* Dataset excerpts *
════════════════
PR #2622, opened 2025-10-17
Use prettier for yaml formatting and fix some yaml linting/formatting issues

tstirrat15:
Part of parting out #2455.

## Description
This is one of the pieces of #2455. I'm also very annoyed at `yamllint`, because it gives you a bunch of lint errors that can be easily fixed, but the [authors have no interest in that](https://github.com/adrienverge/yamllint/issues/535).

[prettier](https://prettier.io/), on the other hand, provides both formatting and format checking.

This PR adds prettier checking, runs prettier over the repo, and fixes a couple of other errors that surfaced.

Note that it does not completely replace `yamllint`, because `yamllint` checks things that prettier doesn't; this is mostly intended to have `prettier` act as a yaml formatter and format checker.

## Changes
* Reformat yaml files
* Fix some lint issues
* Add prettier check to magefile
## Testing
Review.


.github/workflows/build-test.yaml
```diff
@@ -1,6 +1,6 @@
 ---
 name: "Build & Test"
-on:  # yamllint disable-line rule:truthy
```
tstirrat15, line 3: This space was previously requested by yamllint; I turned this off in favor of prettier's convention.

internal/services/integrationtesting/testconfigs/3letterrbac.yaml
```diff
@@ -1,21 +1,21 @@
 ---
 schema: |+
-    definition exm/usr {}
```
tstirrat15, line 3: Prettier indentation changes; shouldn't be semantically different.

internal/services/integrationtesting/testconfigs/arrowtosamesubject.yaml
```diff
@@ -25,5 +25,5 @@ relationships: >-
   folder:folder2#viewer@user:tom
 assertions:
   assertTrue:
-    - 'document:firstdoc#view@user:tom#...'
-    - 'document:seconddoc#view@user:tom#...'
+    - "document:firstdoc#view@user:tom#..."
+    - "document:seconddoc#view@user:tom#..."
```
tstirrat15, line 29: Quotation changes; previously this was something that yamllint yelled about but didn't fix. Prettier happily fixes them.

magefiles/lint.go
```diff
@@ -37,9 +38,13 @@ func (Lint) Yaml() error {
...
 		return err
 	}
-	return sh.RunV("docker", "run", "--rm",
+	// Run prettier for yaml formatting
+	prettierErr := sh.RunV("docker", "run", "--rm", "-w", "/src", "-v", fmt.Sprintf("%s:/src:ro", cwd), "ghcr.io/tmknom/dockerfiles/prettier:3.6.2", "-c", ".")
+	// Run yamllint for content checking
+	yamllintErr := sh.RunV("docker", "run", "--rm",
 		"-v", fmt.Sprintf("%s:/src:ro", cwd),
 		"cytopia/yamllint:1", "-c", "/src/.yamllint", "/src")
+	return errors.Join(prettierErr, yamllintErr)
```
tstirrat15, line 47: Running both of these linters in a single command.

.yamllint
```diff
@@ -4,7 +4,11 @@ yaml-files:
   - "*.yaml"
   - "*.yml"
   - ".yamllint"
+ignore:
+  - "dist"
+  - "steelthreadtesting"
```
════════════════
* Work task *
The response should be an exact copy of all the records above.

* Result for this task *
PR #2622, opened 2025-10-17
Use prettier for yaml formatting and fix some yaml linting/formatting issues

tstirrat15:
Part of parting out #2455.

## Description
This is one of the pieces of #2455. I'm also very annoyed at `yamllint`, because it gives you a bunch of lint errors that can be easily fixed, but the [authors have no interest in that](https://github.com/adrienverge/yamllint/issues/535).

[prettier](https://prettier.io/), on the other hand, provides both formatting and format checking.

This PR adds prettier checking, runs prettier over the repo, and fixes a couple of other errors that surfaced.

Note that it does not completely replace `yamllint`, because `yamllint` checks things that prettier doesn't; this is mostly intended to have `prettier` act as a yaml formatter and format checker.

## Changes
* Reformat yaml files
* Fix some lint issues
* Add prettier check to magefile
## Testing
Review.


.github/workflows/build-test.yaml
```diff
@@ -1,6 +1,6 @@
 ---
 name: "Build & Test"
-on:  # yamllint disable-line rule:truthy
```
tstirrat15, line 3: This space was previously requested by yamllint; I turned this off in favor of prettier's convention.

internal/services/integrationtesting/testconfigs/3letterrbac.yaml
```diff
@@ -1,21 +1,21 @@
 ---
 schema: |+
-    definition exm/usr {}
```
tstirrat15, line 3: Prettier indentation changes; shouldn't be semantically different.

internal/services/integrationtesting/testconfigs/arrowtosamesubject.yaml
```diff
@@ -25,5 +25,5 @@ relationships: >-
   folder:folder2#viewer@user:tom
 assertions:
   assertTrue:
-    - 'document:firstdoc#view@user:tom#...'
-    - 'document:seconddoc#view@user:tom#...'
+    - "document:firstdoc#view@user:tom#..."
+    - "document:seconddoc#view@user:tom#..."
```
tstirrat15, line 29: Quotation changes; previously this was something that yamllint yelled about but didn't fix. Prettier happily fixes them.

magefiles/lint.go
```diff
@@ -37,9 +38,13 @@ func (Lint) Yaml() error {
...
 		return err
 	}
-	return sh.RunV("docker", "run", "--rm",
+	// Run prettier for yaml formatting
+	prettierErr := sh.RunV("docker", "run", "--rm", "-w", "/src", "-v", fmt.Sprintf("%s:/src:ro", cwd), "ghcr.io/tmknom/dockerfiles/prettier:3.6.2", "-c", ".")
+	// Run yamllint for content checking
+	yamllintErr := sh.RunV("docker", "run", "--rm",
 		"-v", fmt.Sprintf("%s:/src:ro", cwd),
 		"cytopia/yamllint:1", "-c", "/src/.yamllint", "/src")
+	return errors.Join(prettierErr, yamllintErr)
```
tstirrat15, line 47: Running both of these linters in a single command.

.yamllint
```diff
@@ -4,7 +4,11 @@ yaml-files:
   - "*.yaml"
   - "*.yml"
   - ".yamllint"
+ignore:
+  - "dist"
+  - "steelthreadtesting"
```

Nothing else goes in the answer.